**Extracted data**
PR #435, opened 2026-05-17
feat(export-pixi): --use-default and --add-current-platform flags

mcg1969:
## Summary

Two related export-pixi flags for cleaner pixi.toml output, plus the public API hooks downstream consumers asked for.

### `--use-default`

* Renames a promoted env_spec to `default` on export, collapsing `[feature.{name}.*]` blocks into pixi's top-level `[dependencies]` / `[tasks.X]` / `[tasks.prepare]` sections.
* Selection rule: the env_spec attached to the project's default command (what a bare `anaconda-project run` would invoke); if there are no commands, the first env_spec declared. No-op when an env_spec literally named `default` already exists.
* Drops two low-signal `# converted from notebook/bokeh_app command` comments from generated tasks.
* Drops the no-op `prepare` task. The unflagged export emits an `echo` placeholder under `[feature.{name}.tasks.prepare]` so `pixi run prepare` resolves to the project's intended env even when its name isn't `default`. Under `--use-default` the promoted env *is* the implicit default, so the placeholder loses its purpose; `prepare` is only emitted when there are real `downloads:` to fetch.

### `--add-current-platform`

* Widens the converted manifest's `platforms` list to include the host's conda subdir (e.g. `osx-arm64`) when it isn't already declared. Pixi rejects envs that don't list the host platform; anaconda-project is more forgiving, so this prevents a pixi install error after conversion.
* Off by default; the exporter does not silently mutate the user's platforms list.

### CLI behavior (mirrored across both flags)

* When the user omits the flag and the project would benefit, the CLI prints a recommendation naming what would change.
* When the user passes the flag and something actually changed, the CLI prints a confirmation. No-op (e.g. flag passed but the project already has `default` / already lists the host platform) is silent.

### Public API for downstream consumers

A separate commit responds to upstream-consumer feedback by exposing stable hooks instead of forcing them through underscored internals:

* `default_rename_target(project)` and `current_platform_addition_target(project)` — public pickers; return what would change, or `None` for no-op.
* `PixiExportStatus` (returned by `project_ops.export_pixi`) carries `default_rename_from` and `current_platform_added`. Lets a launcher show "Renamed env X → default" / "Added platform Y" without re-querying.
* `project_ops.preview_pixi_export(project, use_default=False, add_current_platform=False)` returns `{pixi_toml, default_rename_from, current_platform_addition_target, warnings}` — a single call so multiple frontends (CLI, launcher, IDE plugin) can render the same dialog without divergence.

`extract_warnings(content)` is factored out so both `export_pixi` and `preview_pixi_export` parse the leading `# WARNING:` block the same way.

## Commits

1. `feat(export-pixi): --use-default flag to rename promoted env to "default"`
2. `feat(export-pixi): public API for downstream pixi-conversion consumers`
3. `feat(export-pixi): --add-current-platform flag`
4. `refactor(export-pixi): omit no-op prepare task under --use-default`

## Test plan

- [x] `pytest anaconda_project/internal/test/test_pixi_export.py` — 96 passing (23 new tests across `TestUseDefault`, `TestExtractWarnings`, `TestPublicAPI`, and `TestAddCurrentPlatform` covering pickers, single-env collapse, multi-env promotion, no-op semantics, status fields, preview shape, current-platform addition with monkeypatched `current_platform()`, and prepare-task omission under `--use-default`).
- [x] End-to-end CLI smoke tests: single-env, multi-env with default command, project with `default` already present, project missing host platform, both flags together, project with downloads under `--use-default`.

User-facing documentation lives in #431 (the rebased docs branch on top of this one).

### DIFF
--- a/anaconda_project/internal/cli/main.py
+++ b/anaconda_project/internal/cli/main.py
@@ -414,6 +414,14 @@ def _parse_args_and_run_subcommand(argv):
                               "'default' on export. Collapses [feature.{name}.*] blocks "
                               "into top-level [dependencies] / [tasks.X] for a cleaner "
                               "pixi.toml."))
+    preset.add_argument('--add-current-platform',
+                        action='store_true',
+                        default=False,
+                        help=("If the host's conda subdir (e.g. osx-arm64) isn't already in "
+                              "the project's platforms list, add it on export. Pixi rejects "
+                              "envs that don't list the host platform; anaconda-project is "
+                              "more forgiving, so this prevents a pixi install error after "
+                              "conversion."))
     preset.set_defaults(main=pixi_commands.main_export_pixi)
 
     preset = subparsers.add_parser(
--- a/anaconda_project/internal/cli/main.py
+++ b/anaconda_project/internal/cli/main.py
@@ -406,6 +406,14 @@ def _parse_args_and_run_subcommand(argv):
     preset = subparsers.add_parser('export-pixi', help="Export the project as a pixi.toml file")
     add_directory_arg(preset)
     preset.add_argument('filename', metavar='PIXI_TOML_FILE', nargs='?', default='pixi.toml')
+    preset.add_argument('--use-default',
+                        action='store_true',
+                        default=False,
+                        help=("If the project has no env_spec named 'default', rename the "
+                              "default-command's env_spec (or the first one declared) to "
+                              "'default' on export. Collapses [feature.{name}.*] blocks "
+                              "into top-level [dependencies] / [tasks.X] for a cleaner "
+                              "pixi.toml."))
     preset.set_defaults(main=pixi_commands.main_export_pixi)
 
     preset = subparsers.add_parser(
--- a/anaconda_project/internal/cli/pixi_commands.py
+++ b/anaconda_project/internal/cli/pixi_commands.py
@@ -13,7 +13,7 @@ from anaconda_project.internal.cli import console_utils
 from anaconda_project import project_ops
 
 
-def export_pixi(project_dir, filename):
+def export_pixi(project_dir, filename, use_default=False):
     """Export the project as a pixi.toml file."""
     import os
     project = load_project(project_dir)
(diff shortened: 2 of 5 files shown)


A-Aron-T:
Tested locally. All three features verified:

**`--use-default`** — Confirmed it renames the promoted env_spec to pixi's implicit "default", collapsing `[feature.{name}.*]` blocks into top-level `[dependencies]` / `[tasks]`. Selection rule (default command's env_spec) is sensible. The `prepare` task is correctly suppressed (no longer needed as an env-selection entry point when the env _is_ the default — only emitted when there are real `downloads:` to fetch).

**`--add-current-platform`** — Adds the host platform to the exported `platforms` list. Verified it adds `osx-arm64` to a `linux-64`-only project and prints the confirmation message. Good that it's off-by-default and prints a recommendation when omitted.

**Public API** — `preview_pixi_export`, `default_rename_target`, and `current_platform_addition_target` all importable and functional:
- `preview_pixi_export(project, use_default=True)` returns `{'pixi_toml': ..., 'default_rename_from': ..., 'current_platform_addition_target': ..., 'warnings': ...}` — exactly the shape needed for preview dialogs.
- `PixiExportStatus` (returned by `project_ops.export_pixi`) carries `default_rename_from` and `current_platform_added` fields so callers can report what changed without re-querying.
- Both flags together work correctly in a single call.

One question: `preview_pixi_export` requires a loaded `Project` object. For downstream CLI consumers that only have a directory path, the `internal.cli.pixi_commands.export_pixi(project_dir, ...)` wrapper is the simpler entry point — is that intended to be stable, or should we stick to loading `Project` ourselves?

Looks good.

mcg1969:
Thanks for testing the public API surface so thoroughly.

On your question about `internal.cli.pixi_commands.export_pixi(project_dir, ...)`: short answer — that one is not currently a stable public entry point. The `internal/` namespace is treated as private per `anaconda_project/api.py`'s docstring ("anything with an underscore prefix or inside `anaconda_project.internal` is considered private"), so I'd recommend continuing to load `Project` yourself for now.

That said, your use case is reasonable — a downstream caller that has a directory and wants the same "load → check problems → export → print recommendations" sequence the CLI runs. If that's a recurring pattern for the launcher, the right move is to promote a `project_dir`-taking helper into `anaconda_project.api` (probably as `AnacondaProject.export_pixi(directory_path, filename, ...)` returning the same `PixiExportStatus`). Happy to do that as a follow-up — just say the word and I'll open a separate PR. Doesn't need to block this one.

A-Aron-T:
Thanks for clarifying. We're good without the `project_dir`-taking wrapper — our main downstream path is `publication_info(project_dir)` which already has the simple interface we need. The `preview_pixi_export(project)` signature works for our promote dialog since we have a loaded Project in that context.

No need for a follow-up PR on this. Appreciate the offer though.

**Exercise instructions**
In the records above, find the lines containing "fetch" and copy them.

**Output for this task**
* Drops the no-op `prepare` task. The unflagged export emits an `echo` placeholder under `[feature.{name}.tasks.prepare]` so `pixi run prepare` resolves to the project's intended env even when its name isn't `default`. Under `--use-default` the promoted env *is* the implicit default, so the placeholder loses its purpose; `prepare` is only emitted when there are real `downloads:` to fetch.
**`--use-default`** — Confirmed it renames the promoted env_spec to pixi's implicit "default", collapsing `[feature.{name}.*]` blocks into top-level `[dependencies]` / `[tasks]`. Selection rule (default command's env_spec) is sensible. The `prepare` task is correctly suppressed (no longer needed as an env-selection entry point when the env _is_ the default — only emitted when there are real `downloads:` to fetch).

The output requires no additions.